Speed Up Your Data Processing: Parallel and Asynchronous Programming in Data Science

Abstract

Constantly waiting for your data processing code to finish executing? Through real-life stories, we will explore how to leverage on parallel and asynchronous programming in Python to speed up your data processing pipelines - so that you could focus more on getting value out of your data. While this talk assumes a basic understanding of processes in data pipelines and data science workflows, anyone with a basic understanding of the Python language would be able to understand the concepts and use cases illustrated with analogies.

Description

In any data-intensive application, one of the biggest bottlenecks (in terms of time) is the constant wait for the data processing code to finish executing. Slow code, as well as connectivity issues, affect every step of a typical data science workflow — be it for I/O operations or computation-driven workloads.

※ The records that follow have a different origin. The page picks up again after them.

PR #1934, opened 2018-01-18
Implemented Elytra

Encritary:
## Introduction
This pull request implements Elytra. It has 431 max durability and it gets 1 damage per second while gliding. Source: https://minecraft.gamepedia.com/Elytra

## Tests
To test:
* Give yourself Elytra
* Find high place or teleport yourself to some big Y-coordinate
* Start gliding and look at damage of Elytra
* Try to fall while gliding: there will be no fall damage.

### DIFF
--- a/src/pocketmine/Player.php
+++ b/src/pocketmine/Player.php
@@ -63,6 +63,7 @@ use pocketmine\event\player\PlayerPreLoginEvent;
 use pocketmine\event\player\PlayerQuitEvent;
 use pocketmine\event\player\PlayerRespawnEvent;
 use pocketmine\event\player\PlayerToggleFlightEvent;
+use pocketmine\event\player\PlayerToggleGlideEvent;
 use pocketmine\event\player\PlayerToggleSneakEvent;
 use pocketmine\event\player\PlayerToggleSprintEvent;
 use pocketmine\event\player\PlayerTransferEvent;
@@ -1659,6 +1660,15 @@ class Player extends Human implements CommandSender, ChunkLoader, IPlayer{
 		$this->timings->startTiming();
 
 		if($this->spawned){
+			if($this->isGliding()){
+				$this->resetFallDistance();
+				if($currentTick % 20 === 0){
+                	                $elytra = $this->inventory->getChestplate();
+        	                        $elytra->applyDamage(1);
+	                                $this->inventory->setChestplate($elytra);
+				}
+			}
+
 			$this->processMovement($tickDiff);
 
 			Timings::$timerEntityBaseTick->startTiming();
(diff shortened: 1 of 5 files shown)


src/pocketmine/Player.php
```diff
@@ -1659,6 +1660,15 @@ public function onUpdate(int $currentTick) : bool{
 		$this->timings->startTiming();
 
 		if($this->spawned){
+			if($this->isGliding()){
```
thebigsmileXD: The code for this should not stand above everything else inside the fucntion.

src/pocketmine/Player.php
```diff
@@ -1668,7 +1678,7 @@ public function onUpdate(int $currentTick) : bool{
 			if(!$this->isSpectator() and $this->isAlive()){
 				$this->checkNearEntities($tickDiff);
 
-				if($this->speed !== null){
+				if($this->speed !== null and !$this->isGliding()){
```
thebigsmileXD: In this case you would also need anti-cheating checks for elytra speed modification

src/pocketmine/Player.php
```diff
@@ -2713,8 +2723,27 @@ public function handlePlayerAction(PlayerActionPacket $packet) : bool{
 				}
 				return true;
 			case PlayerActionPacket::ACTION_START_GLIDE:
+				if($this->inventory->getChestplate()->getId() !== Item::ELYTRA){
+					$this->server->getLogger()->warning($this->getName() . " tried to start glide without Elytra");
```
thebigsmileXD: Add sending contents of chestplate to player (in case there were server<->client inventory inconsistencies)

src/pocketmine/Player.php
```diff
@@ -2713,8 +2723,27 @@ public function handlePlayerAction(PlayerActionPacket $packet) : bool{
...
+				$this->server->getPluginManager()->callEvent($ev);
+				if($ev->isCancelled()){
+					$this->sendData($this);
+				}else{
+					$this->setGliding(true);
+				}
+				return true;
 			case PlayerActionPacket::ACTION_STOP_GLIDE:
-				break; //TODO
+				$ev = new PlayerToggleGlideEvent($this, false);
```
thebigsmileXD: So  - no check for elytra here?

Also remember that you can take off / put on the elytra mid flight - which calls the toggle.

src/pocketmine/item/Elytra.php
```diff
@@ -0,0 +1,35 @@
...
+ *
+ *
+*/
+
+declare(strict_types=1);
+
+namespace pocketmine\item;
+
+
+class Elytra extends Durable{
```
thebigsmileXD: Shouldn't it also clarify as a chestplate?

thebigsmileXD:
Reasons to close? @dktapps

dktapps:
I already have local changes for this, quicker to skip the reviewal process (which is very tedious) and just commit my local code. Also, this implementation is sloppy.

In this talk, Chin Hwee will be sharing about common bottlenecks in data processing within a typical data science workflow, and exploring the use of parallel and asynchronous programming in the Python Standard Library to speed up your data processing pipelines so that you could focus more on getting value out of your data. Through real-life analogies based on her experience in a young data science team getting started with real-world data, you will learn about: 1. Sequential vs parallel processing, 2. Synchronous vs asynchronous execution, 3. I/O operations vs computation-driven workloads in a data science workflow, 4. When is parallelism and asynchronous programming a good idea, 5. How to implement asynchronous programming using concurrent.futures to speed up your data processing pipelines

Slides

https://speakerdeck.com/ongchinhwee/speed-up-your-data-processing-parallel-and-asynchronous-programming-in-python

Speaker

Chin Hwee Ong

Ong Chin Hwee is a data engineer, aspiring polymath and Industry 4.0 enthusiast who happens to be interested in things that fly (and stuff that burn to keep things flying). Hailing from a background in aerospace engineering and computational modelling, Chin Hwee has experience working on innovative projects in collaboration with academia and industry partners. Chin Hwee is a contributor to the documentation for pandas 1.0 and enjoys sharing her experiences at meetups and conferences.